Lifting his foot unhurriedly from his son’s torn midsection, Lavoisier Archipela unsheathed his own sword for the first time since he had given Juneau the wound that was slowly killing him. Lowering the point of the blade against the boy’s pale and fragile throat, Lavoisier gestured grandly to all that surrounded him.
“To think that you would toss away all that has been handed to you, Juneau, all the power, all the privilege, everything. Hurl it all away for some archaic and outdated ways that teach you nothing more than how to bend knee to those lesser and weaker than yourself. Chivalry? Ha! You, child, are a fool who should never have squirmed your way out of your mother’s womb. Your very life taints and pollutes the noble line of the Archipela’s and it is time that I removed the black stain that you have come to represent. Fare thee well, Juneau Archipela, weakling and coward; friend to slave-boys and a child who took his mother’s life so that he could come into this world to shame and befoul the proud name of the Archipela House. May Xelandia show you the mercy that I shall not!”
With
very little hesitation, and even less remorse, Lavoisier Archipela drew the
sword back slightly and then plunged it viciously into his son’s throat. A thick gout of crimson flew into the cold
mountain air as Juneau’s final, gurgled scream faded silently in the howling
wind.
This one does not understand. What is the ‘human condition’? Is it fear of death? Is it fear of betrayal? Of failure? Of regret? What drives the human to these thoughts? Why does the creature agonize over such trivialities? Why should it matter what path the creature chooses? Why should the man-child show emotion over the blood-connected’s actions? All things die, all things end. This one does not understand.

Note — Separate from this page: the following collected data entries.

PR #1292, opened 2015-11-11
Allow export of apps and solutions using new server API

rosen-vladimirov:
Due to changes in Server API, we have to allow exporting of apps and solutions.
In order to get projects from apps, we should call TAP endpoint.
For not migrated projects we should call the old server endpoint.
The export procedure requires calling same endpoint for migrated and not migrated projects.
When exporting old projects (from solutions), we should pass the solution name as appId and send the magic Header in the request.
When exporting new projects (from apps), we should pass real appId and DO NOT send the magic Header.
In order to achieve this, introduce new class - ServiceProxyBase and use it for TAP requests.
Introduce AppBuilderServiceProxy class that extends ServiceProxyBase and register it as "serviceProxy", so we'll keep current behavior for server calls.
Add new method in AppBuilderServiceProxy that allows sending server requests with passing "X-Icenium-SolutionSpace" header.
Add "NOT MIGRATED" string to solutions when they are listed.

### DIFF
--- a/lib/commands/cloud-projects.ts
+++ b/lib/commands/cloud-projects.ts
@@ -10,8 +10,8 @@ class SolutionIdCommandParameter implements ICommandParameter {
 	validate(validationValue?: string): IFuture<boolean> {
 		return (() => {
 			if(validationValue) {
-				this.$remoteProjectService.getSolutionName(validationValue).wait();
-				return true;
+				let app = this.$remoteProjectService.getSolutionData(validationValue).wait();
+				return !!app;
 			}
 
 			return false;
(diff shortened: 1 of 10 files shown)


lib/commands/cloud-projects.ts
```diff
@@ -42,16 +42,15 @@ export class CloudListProjectsCommand implements ICommand {
...
 	execute(args: string[]): IFuture<void> {
 		return (() => {
-			let slnName: string;
-			if(args[0]) {
-				slnName = this.$remoteProjectService.getSolutionName(args[0]).wait();
-			} else {
-				let solutions = this.$remoteProjectService.getSolutions().wait().map(sln => sln.name);
-				if (this.$options.all || !commonHelpers.isInteractive()) {
-					this.printList(solutions);
+			let slnName = args[0];
```
teobugslayer: You can move this line down, to be near the place it is used.

lib/declarations.d.ts
```diff
@@ -1106,3 +1108,57 @@ interface INativeScriptResources {
...
+ * Describes information for applications returned by TAP
+ */
+interface ITapAppData {
+	/**
+	 * AccountId of the owner of the project.
+	 */
+	accountId: string;
+
+	/**
+	 * Application Identifier.
```
teobugslayer: It is "platform application" identifier.

teobugslayer:
:+1: after green build

rosen-vladimirov:
run ci

PR #1296, opened 2015-11-13
Fix livesync

Mitko-Kerezov:
Includes
+ Fixing for QR code generation for {N} Ion
+ Fix for cable LiveSync for both Cordova and {N}

After this commit every kind of LiveSync works as expected with the following limitation. **When one deploys code directly to any companion app without first scanning a QR code no subsequent cloud LiveSync-ing will work in said companion app.** This limitation comes from the fact that whenever cable LiveSync-ing to a companion app the companion app is only told to get the files and refresh - no livesync url is provided. In order to obtain a LiveSync url on the other hand, one must scan a QR code.

TP Refs: 
+ [Build android --companion generates an invalid QR code](http://teampulse.telerik.com/view#item/304910)
+ [Impossible to cloud livesync if initially cable livesynced](http://teampulse.telerik.com/view#item/305176) <- while this bug is not fixed the behavior between CLI and VSE is balanced out with this fix

Ping @Fatme @rosen-vladimirov @teobugslayer

### DIFF
--- a/lib/providers/device-app-data-provider.ts
+++ b/lib/providers/device-app-data-provider.ts
@@ -81,7 +81,7 @@ export class AndroidNativeScriptCompanionAppIdentifier extends deviceAppDataBase
 	}
 
 	public get liveSyncFormat(): string {
-		return null;
+		return "%s/Mist/MobilePackage/nsredirect?token=%s";
 	}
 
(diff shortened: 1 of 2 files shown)


rosen-vladimirov:
:+1:  after green build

What is the ‘human condition’? Will this one ever understand? Will this one ever find the Knowing? Perhaps walking another creature’s mind would provide this one with answers. Is there another Dreamscar that this one can walk? Could this one find the Knowing if this one walks another mind?
A song in the dark, a Dreamscar has formed. It sings to this one, beckons this one to walk it. Pulling and tugging, this one does not resist. This one will find out what drives the creatures called ‘humans’. This one will learn of the ‘human condition’ and what it means to the creatures that drape themselves in the Skin. This one will gain the Knowing and become one with the Universal Knowledge.
And until that time, this one shall follow the lure of the songs and walk the Dreamscars that sing them.